Shape measurement biases from underfitting and ellipticity gradients

Precision weak gravitational lensing experiments require measurements of galaxy shapes accurate to <1 part in 1000. We investigate measurement biases, noted by Voigt and Bridle (2009) and Melchior et al. (2009), that are common to shape measurement methodologies that rely upon fitting elliptical-isophote galaxy models to observed data. The first bias arises when the true galaxy shapes do not match the models being fit. We show that this "underfitting bias" is due, at root, to these methods' attempts to use information at high spatial frequencies that has been destroyed by the convolution with the point-spread function (PSF) and/or by sampling. We propose a new shape-measurement technique that is explicitly confined to observable regions of k-space. A second bias arises for galaxies whose ellipticity varies with radius.

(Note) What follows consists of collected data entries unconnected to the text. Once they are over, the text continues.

PR #179, opened 2016-04-06
fix InfiniteLoader example

olslash:
Just a little thing i noticed while setting this up -- list was initialized {} which doesn't have a "length" property


bvaughn:
Ha! Thanks :)

PR #180, opened 2016-04-07
Fix dependency ranges

cesarandreu:


bvaughn:
Thanks! 6.0.8 just released with this updated package.

PR #184, opened 2016-04-11
Move shallow compare addon to peer dependencies

cesarandreu:
https://twitter.com/theridgway/status/719627580731629568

For most shape-measurement methods, such galaxies are subject to "ellipticity gradient bias". We show how to reduce such biases by factors of 20--100 within the new shape-measurement method. The resulting shear estimator has multiplicative errors <1 part in 1000 for high-S/N images, even for highly asymmetric galaxies. Without any training or recalibration, the new method obtains Q=3000 in the GREAT08 Challenge of blind shear reconstruction on low-noise galaxies, several times better than any previous method.